Pommes boulangère or pommes à la boulangère – "baker's potatoes" (Note: According to the Dictionnaire de l'Académie française the term derives from the old Picard word "boulenc" – "baker, maker of bread in ball".) – is a savoury dish of sliced potato and onion, cooked slowly in liquid in an oven.

==Background==
The name of the dish is said to derive from an old practice in French villages, where householders without their own ovens would take the prepared dish to the village bakery. After the baker had finished making his bread, the potato dish would cook slowly while the oven gradually died down.

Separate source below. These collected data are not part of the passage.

PR #689, opened 2026-07-26
fix(word_data): cache word-frequency ranks instead of downloading a 1.7MB list per record

swahlquist:
## What and why

`WordData#assert_missing_priority` (`app/models/word_data.rb:15`) schedules the **instance** `assert_priority` for every record saved without a priority. With no `opts`, that path downloaded the entire ~1.7MB `language/english_with_counts.txt` from S3 to resolve a **single word's** rank.

Measured from CloudTrail S3 data events for 2026-07-07: **97,103 fetches of that one object = 159.7 GB of egress in a single day**, sustained at ~1.1 req/sec around the clock. It was the dominant line item on the AWS bill (S3 went $0.78 in April to $57.02 for Jul 1-26; storage itself is only ~$0.23/mo). Three separate bursts: Jun 8-9, Jun 30-Jul 3, Jul 6-8.

Attribution by burst (CloudTrail S3 data events, all anonymous `Typhoeus` GETs of the same key):

| Date | Source | Signed identity also seen on IP | Bucket | Volume |
| --- | --- | --- | --- | --- |
| Jun 8 | `107.3.91.150` | `lingolinq-dev-app` | `lingolinq-dev-static` | 97.9 GB |
| Jun 30 | `136.124.34.18` | **`lingolinq-cloudrun-prod`** | **`lingolinq-prod-static`** | 121.2 GB |
| Jul 2 | `34.96.47.200` | **`lingolinq-cloudrun-prod`** | **`lingolinq-prod-static`** | 100.0 GB |
| Jul 7 | `67.186.242.78` | local dev machine | `lingolinq-dev-static` | 159.7 GB |

**Two of the four bursts ran in production on Cloud Run**, not just on dev machines. `Async#schedule` enqueues to the **`default`** queue (`boy_band` `AsyncInstanceMethods#schedule` -> `schedule_for('default', ...)`), which is the same queue `BoardDownstreamButtonSet.schedule_once(:update_for, ...)` uses, and every worker type in the Procfile consumes `default`. So ~74k (Jun 30) and ~61k (Jul 2) slow jobs sat ahead of user-facing button-set regeneration for most of a day. This is not migration egress and it will recur on any bulk WordData import.

## Approach

Resque forks per job (v3.0.0 default, `boy_band` does not disable it, no `FORK_PER_JOB=false` in the Procfile), so a class-level in-process memo would be discarded between jobs and fix nothing. The ordered list is cached instead as a Redis `word => rank` hash, making a per-record lookup one `HGET`.

Three correctness details:

- **First-occurrence ranks preserved.** `counts.index(word)` returns the first match; a naive `hmset` loop would let a duplicated word overwrite with its later index and silently change scores. The builder skips words it has already ranked.
- **Lock losers get a correct answer.** A burst of concurrent jobs all miss at once. One wins the build lock; the rest fall back to an uncached lookup rather than reading an empty cache and persisting an unscored priority.
- **Failed downloads are never cached.** An empty or truncated response would poison the cache for the full TTL. A rebuild is only accepted at >= `FREQUENCY_RANK_MIN_WORDS` (1000), and that case returns `nil`, matching pre-cache behavior on a failed download.

## Fix status

| Item | Status | Evidence |
| --- | --- | --- |
| Per-record S3 download removed | Fixed | `app/models/word_data.rb:291` uses `WordData.frequency_rank` |
| Rank cached across forked jobs | Fixed | `assert_frequency_ranks` Redis hash, `word_data.rb:210-238` |
| Concurrent-build stampede | Fixed | `SET NX EX` lock, `word_data.rb:216`; `:busy` falls back |
| Failed download not cached | Fixed | `word_data.rb:220`; spec "should not cache a failed or truncated download" |
| First-occurrence rank semantics | Fixed | `word_data.rb:223-226`; spec "should use the first occurrence of a duplicated word" |
| Duplicate download code in two places | Fixed | both now call `self.frequency_counts` |
| `assert_priority` test coverage | Fixed (was zero) | 10 new specs, `spec/models/word_data_spec.rb` |

Scoring behavior is otherwise unchanged: the batch path still indexes into the list it already passes via `opts['counts']`, thresholds are untouched, and a failed download still contributes no frequency score.

One intentional edge-case change: previously, `opts` present but without a `'counts'` key produced no frequency score at all. It now resolves through the cache. No caller does this (the only caller, `self.assert_priority:172`, always supplies `'counts'`), so this is dead-path cleanup rather than a behavior change in practice.

## Verification

```
bundle exec rspec spec/models/word_data_spec.rb
62 examples, 0 failures, 1 pending
```

The pending example is pre-existing (`update_activities_for`, "Not yet implemented"). The regression guard is "should download the list only once across many lookups": 50 lookups, exactly one `Typhoeus.get`.

## Not covered by this PR

- **No backfill.** Records already written with a too-low priority during the affected runs are not corrected. `WordData.assert_priority(relation)` (the batch path) can re-score them and was already efficient; running it is a separate operational decision.
- **The `after_save` fan-out itself is unchanged.** One job per record is still enqueued; this PR makes each job cheap rather than removing the N-jobs-for-N-records pattern.
- **No feature flag.** Outward behavior is identical and there is no UI surface; this is a background-job performance fix.
- **Unrelated, found while investigating:** `lingolinq-logs-prod` has never received a log. S3 server access logging is configured on both prod buckets but the target bucket has `ObjectOwnership: BucketOwnerEnforced` (ACLs disabled) and no bucket policy granting `logging.s3.amazonaws.com`, so neither delivery mechanism is available. Worth a separate fix if any compliance doc claims S3 access logging is in place.

## Author-Model: opus-5

https://claude.ai/code/session_013FGBa9VbPW3FeF5xwyfF2V

### DIFF
--- a/app/models/word_data.rb
+++ b/app/models/word_data.rb
@@ -165,6 +165,11 @@ class WordData < ApplicationRecord
   FREQUENCY_RANK_TTL = 30.days.to_i
   FREQUENCY_RANK_LOCK_KEY = 'word_data/en/frequency_ranks/building'
   FREQUENCY_RANK_LOCK_TTL = 10.minutes.to_i
+  # The hash is written in slices, so it is built under a staging key and swapped
+  # in with an atomic RENAME. Readers therefore only ever observe the live key as
+  # absent or complete, never half-populated (a partially visible hash would hand
+  # back nil for words not yet written, and that nil gets persisted as a score).
+  FREQUENCY_RANK_BUILD_KEY = 'word_data/en/frequency_ranks/staging'
   # A truncated or failed download must never be cached, so a rebuild is only
   # accepted when it yields at least this many words.
   FREQUENCY_RANK_MIN_WORDS = 1000
@@ -230,12 +235,20 @@ class WordData < ApplicationRecord
         next if word.blank? || ranks.key?(word)
         ranks[word] = idx
       end
+      # Build under the staging key, then swap. A reader that arrives mid-build
+      # sees no live key, fails to take the lock, and falls back to an uncached
+      # lookup rather than reading a hash that is missing most of its words.
+      redis.del(FREQUENCY_RANK_BUILD_KEY)
       ranks.each_slice(5000) do |slice|
-        redis.mapped_hmset(FREQUENCY_RANK_KEY, slice.to_h)
+        redis.mapped_hmset(FREQUENCY_RANK_BUILD_KEY, slice.to_h)
       end
-      redis.expire(FREQUENCY_RANK_KEY, FREQUENCY_RANK_TTL)
+      # Set the TTL before the swap; RENAME carries it over, so the live key is
+      # never left without one.
+      redis.expire(FREQUENCY_RANK_BUILD_KEY, FREQUENCY_RANK_TTL)
+      redis.rename(FREQUENCY_RANK_BUILD_KEY, FREQUENCY_RANK_KEY)
       :ready
     ensure
+      redis.del(FREQUENCY_RANK_BUILD_KEY)
       redis.del(FREQUENCY_RANK_LOCK_KEY)
     end
   end
--- a/app/models/word_data.rb
+++ b/app/models/word_data.rb
@@ -154,6 +154,92 @@ class WordData < ApplicationRecord
     end
   end
 
+  # The English word-frequency list lives in S3 as a ~1.7MB file, ordered
+  # highest-frequency first. Scoring a word only needs that word's rank, but the
+  # per-record path (assert_missing_priority -> schedule(:assert_priority)) used
+  # to re-download the entire file for EVERY word saved. Resque forks per job, so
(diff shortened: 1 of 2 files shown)


swahlquist:
## Codex Review

**Verdict:** REQUEST_CHANGES
**Route:** codex
**Head:** 270bfd7f2ceb4212704633e28993189b4d1bb908
**Run:** https://github.com/lingolinq/LingoLinq-AAC/actions/runs/30223868385


Codex review completed.

| --- | --- | --- | --- |
| partial-rank-cache-visible-during-build | HIGH | app/models/word_data.rb | The Redis frequency-rank hash can be treated as ready while it is only partially populated, causing concurrent jobs to persist incorrect nil frequency ranks for words not yet written. |
| EVIDENCE-1 | HIGH | (diff-wide) | One or more chunk reviews blocked or were inconclusive. |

==Ingredients and variations==
The basic ingredients are potatoes, onions and cooking liquid. The dish, cooked slowly in a low oven, gradually absorbing the cooking liquid, has a crisp top layer of sliced potatoes, with a softer mixture of onion and potato beneath. It is usual to season it with some or all of garlic, herbs (particularly rosemary or sage), salt and pepper, and to top the dish with dabs of butter before cooking, but there are several published variations:

| Cook/writer | Cooking liquid | Additions | Ref |
|---|---|---|---|
| James Beard | unspecified bouillon |  |  |
| Heston Blumenthal | lamb stock and white wine |  |  |
| Paul Bocuse | water | tomatoes |  |
| Daniel Boulud | chicken stock |  |  |
| Angela Hartnett | chicken stock |  |  |
| Jean-Christophe Novelli | chicken or vegetable stock | blanched cabbage in the layers, Red Leicester cheese to top |  |
| Jamie Oliver | vegetable stock | Parmesan cheese to top |  |
| Jacques Pépin | chicken stock |  |  |
| Gordon Ramsay | chicken stock |  |  |
| Michel Roux, Jr. | chicken stock |  |  |
| Guy Savoy | chicken stock and white wine |  |  |
| Delia Smith | vegetable stock |  |  |
| Patricia Wells | white wine and chicken stock | leeks |  |

Despite the French name, the dish is not unique to France. The Yorkshire-born chef Brian Turner recalled in his memoirs (2000) being given an identical potato dish in his childhood, and Bobby Freeman in a 1997 book about Welsh cuisine gives a recipe for traditional Teisen nionod (onion cake), which she describes as "the same dish as the French pommes boulangère".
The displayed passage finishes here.